As we begin this New Year and the east coast braces for its first big storm of the winter, we wanted to give you a brief update on the markets and the portfolio allocations since our yearend newsletter. We have witnessed a historical start to the year—in a bad way. The 8% decline in the S&P 500 index over the first two weeks of the year was the worst start for that index—ever.
As we discussed in the recent year-end newsletter, we had the portfolios in a reasonably defensive position given the choppiness from November/December. The table below shows the cash/bond allocation among our four strategies. Why not 100% money market? The reason is, the funds we continue to hold have held up well and not yet hit their exit points (the FSA Safety Nets®). We continue to follow our disciplined approach to investing and protecting your assets and stand ready to exit the remaining stock positions.

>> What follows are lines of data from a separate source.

PR #828, opened 2023-06-16
Correctly return block and receipt status in rpc calls

IronGauntlets:


rpc/handlers.go
```diff
@@ -381,11 +398,24 @@ func (h *Handler) TransactionReceiptByHash(hash felt.Felt) (*TransactionReceipt,
...
 	if blockHash != nil {
 		receiptBlockNumber = &blockNumber
+		l1Head, err := h.bcReader.L1Head()
+		if err != nil && !errors.Is(err, db.ErrKeyNotFound) {
+			return nil, ErrInternal
+		}
+
+		if l1Head != nil && l1Head.BlockNumber >= *receiptBlockNumber {
+			status = StatusAcceptedL1
+		}
```
omerfirmak, line 412: Let's make this a helper?

`bcReader.BlockIsL1Verified(blockHash)`

IronGauntlets: Sounds good

rpc/handlers_test.go
```diff
@@ -368,6 +396,27 @@ func TestBlockWithTxs(t *testing.T) {
...
+		blockWithTxs, rpcErr := handler.BlockWithTxs(rpc.BlockID{Number: latestBlockNumber})
+		require.Nil(t, rpcErr)
+
+		assert.Equal(t, blockWithTxHashes.BlockHeader, blockWithTxs.BlockHeader)
+		assert.Equal(t, len(blockWithTxHashes.TxnHashes), len(blockWithTxs.Transactions))
+
+		checkLatestBlock(t, blockWithTxHashes, blockWithTxs)
+	})
+
+	t.Run("blockID - number accepted on l1", func(t *testing.T) {
```
joshklop, line 413: Should we `assert.Equal(t, rpc.StatusAcceptedL1, block.Status)`, similar to the test for `BlockWithTxHashes`?

rpc/handlers_test.go
```diff
@@ -761,6 +811,23 @@ func TestTransactionReceiptByHash(t *testing.T) {
 	block0, err := mainnetGw.BlockByNumber(context.Background(), 0)
 	require.NoError(t, err)
 
+	checkTxReceipt := func(h *felt.Felt, expected string) {
+		t.Helper()
```
joshklop, line 815: Not sure if this matters, but I think `t` should be a parameter since we're calling this from subtests?

rpc/handlers.go
IronGauntlets: Done

rpc/handlers_test.go
IronGauntlets: The `checkLatestBlock` makes sure that the headers are equal for `blockWithTxHashes` and `blockWithTx` and since we check the Status in `BlockWithTxHasehes` we don't need to recheck it in `blockWithTx` explicitly. This was the convention we used for test other fields as well.

rpc/handlers_test.go
IronGauntlets: Done

blockchain/blockchain.go
```diff
@@ -270,16 +272,53 @@ func (b *Blockchain) Receipt(hash *felt.Felt) (*core.TransactionReceipt, *felt.F
...
+	var update *core.L1Head
+	if err := txn.Get(db.L1Height.Key(), func(updateBytes []byte) error {
+		return encoder.Unmarshal(updateBytes, &update)
 	}); err != nil {
 		return nil, err
 	}
 	return update, nil
 }
 
+func (b *Blockchain) IsL1Verified(blochHash *felt.Felt) bool {
```
kirugan, line 293: Should it be called bloc**k**Hash ? And also is it ok if caller receives `false` and makes assumption that block is not verified on L1 (but actually there is a storage failure or smth.)

IronGauntlets: > Should it be called blockHash ?

I think so, what else can I call it?

> also is it ok if caller receives false and makes assumption that block is not verified on L1 (but actually there is a storage failure or smth.)

I see your point. I prefer to call `L1Head() (*core.L1Head, error)` and let the caller decide what to do with it (like I had before) then we can return the error for storage failure. I can write a private func in `handlers.go` to remove repetition, WDYT @omerfirmak?

I think any `Is*()` function, ideally, shouldn't return an error only a bool. However, I don't mind modifying function signature to:

```go
IsL1Verified(blochHash *felt.Felt) (bool, error)
```

kirugan: > I think so, what else can I call it?

but it's bloc**h**Hash now or you already renamed it?

> I prefer to call L1Head() (*core.L1Head, error) and let the caller decide what to do with it 

got it, makes sense

omerfirmak: > I can write a private func in handlers.go to remove repetition, WDYT @omerfirmak?

> I don't mind modifying function signature


Both works fine IMO, up to you.

IronGauntlets: > but it's blochHash now or you already renamed it?

It was always blockHash you must be getting confused with something else

> Both works fine IMO, up to you.

Ok I am changing to how it was before

IronGauntlets:
Fixed comments and rebase

rpc/handlers.go
```diff
@@ -110,17 +111,41 @@ func (h *Handler) BlockWithTxHashes(id BlockID) (*BlockWithTxHashes, *jsonrpc.Er
 		txnHashes[index] = txn.Hash()
 	}
 
+	l1H, err := h.l1Head()
+	if err != nil {
+		return nil, ErrInternal
```
omerfirmak, line 116: could be nice to use json.Err and pass err.Error() as data

rpc/handlers.go
```diff
@@ -110,17 +111,41 @@ func (h *Handler) BlockWithTxHashes(id BlockID) (*BlockWithTxHashes, *jsonrpc.Er
...
+		return nil, err
+	}
+	// nil is returned if l1 head doesn't exist
+	return l1Head, nil
+}
+
+func isL1Verified(n uint64, h *felt.Felt, l1 *core.L1Head) bool {
+	if l1 != nil && l1.BlockHash.Equal(h) && l1.BlockNumber >= n {
+		return true
+	}
```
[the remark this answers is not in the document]
IronGauntlets: I am not sure which scenario you are referring to

rpc/handlers.go
IronGauntlets: Ok will update

rpc/handlers.go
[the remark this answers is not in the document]
IronGauntlets: Since it is a private func is it not reasonable to make the assumption the `h` and `n` will be of the same block?

I initially passed the block but Transaction Receipt by Hash doesn't have access to the full block. We would need to make another db call to get it. So that is why i passed the block hash and number separately.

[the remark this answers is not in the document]
omerfirmak: that is not what I am trying to say. If the block you are trying to check its L1 verification status (let's call it `target` block) is not the L1 head itself, this function will always return false. You are checking that the `target` block and the l1 head has the same hash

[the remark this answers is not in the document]
IronGauntlets: I understand, we can only compare block numbers and not hashes. I am not sure why I did that, I initially only checked the block number.

rpc/handlers.go
IronGauntlets: fixed

rpc/handlers.go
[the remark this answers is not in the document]
IronGauntlets: fixed

rpc/handlers.go
```diff
@@ -110,17 +111,45 @@ func (h *Handler) BlockWithTxHashes(id BlockID) (*BlockWithTxHashes, *jsonrpc.Er
...
+	l1H, jsonErr := h.l1Head()
+	if jsonErr != nil {
+		return nil, jsonErr
+	}
+
 	status := StatusAcceptedL2
-	if id.Pending {
+	if block.Hash != nil && isL1Verified(block.Number, l1H) {
+		status = StatusAcceptedL1
+	} else if id.Pending {
```
omerfirmak, line 122: I
```suggestion
	if id.Pending {
		status = StatusPending
	} else if isL1Verified(block.Number, l1H) {
```

we dont need block.Hash nil-check this way

rpc/handlers.go
```diff
@@ -110,17 +111,45 @@ func (h *Handler) BlockWithTxHashes(id BlockID) (*BlockWithTxHashes, *jsonrpc.Er
...
 }
 
+func (h *Handler) l1Head() (*core.L1Head, *jsonrpc.Error) {
+	l1Head, err := h.bcReader.L1Head()
+	if err != nil && !errors.Is(err, db.ErrKeyNotFound) {
+		return nil, &jsonrpc.Error{
+			Code:    ErrInternal.Code,
+			Message: ErrInternal.Message,
+			Data:    err.Error(),
+		}
```
omerfirmak, line 140: We can use `jsonrpc.Err` helper here.

rpc/handlers.go
```diff
@@ -153,10 +182,18 @@ func (h *Handler) BlockWithTxs(id BlockID) (*BlockWithTxs, *jsonrpc.Error) {
...
+	l1H, jsonErr := h.l1Head()
+	if jsonErr != nil {
+		return nil, jsonErr
+	}
+
 	status := StatusAcceptedL2
-	if id.Pending {
+	if block.Hash != nil && isL1Verified(block.Number, l1H) {
+		status = StatusAcceptedL1
+	} else if id.Pending {
```
omerfirmak, line 193: same, we can revert the branch order

rpc/handlers.go
```diff
@@ -383,11 +420,26 @@ func (h *Handler) TransactionReceiptByHash(hash felt.Felt) (*TransactionReceipt,
...
+
 	if blockHash != nil {
 		receiptBlockNumber = &blockNumber
+
+		l1H, jsonErr := h.l1Head()
+		if jsonErr != nil {
+			return nil, jsonErr
+		}
+
+		if isL1Verified(*receiptBlockNumber, l1H) {
```
omerfirmak, line 433: nit; we can avoid dereferencing

```suggestion
		if isL1Verified(blockNumber, l1H) {
```

omerfirmak (changes requested):

omerfirmak (approved):
Pushed a commit fixing small nits. Feel free to squash merge when you are back

PR #832, opened 2023-06-16
Method juno_getTransactionStatus

kirugan:


rpc/handlers.go
```diff
@@ -996,3 +1000,26 @@ func (h *Handler) AddDeclareTransaction(declareTx json.RawMessage) (*DeclareTxRe
...
+	} else if txErr == ErrTxnHashNotFound {
+		txStatus, err := h.feederClient.Transaction(context.Background(), &hash)
+		if err != nil {
+			return 0, jsonrpc.Err(jsonrpc.InternalError, err.Error())
+		}
+
+		err = status.UnmarshalJSON([]byte(txStatus.Status))
+		if err != nil {
+			return 0, jsonrpc.Err(jsonrpc.InternalError, err.Error())
+		}
```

We have been long overdue for a strong correction, which ultimately creates buying opportunities after things settle down. While we have responded to this volatility and uncertainty by moving closer to shore (building cash and bonds), we wait for the opportunity for calmer seas.
In closing, just know that the Investment Management team is following the markets on a daily basis and adjusting the portfolios as necessary. Our primary goal is to protect your portfolios from significant declines. Experience has shown that by protecting portfolios from significant loss, it is easier to recoup those smaller losses and move on to new highs when markets turn around.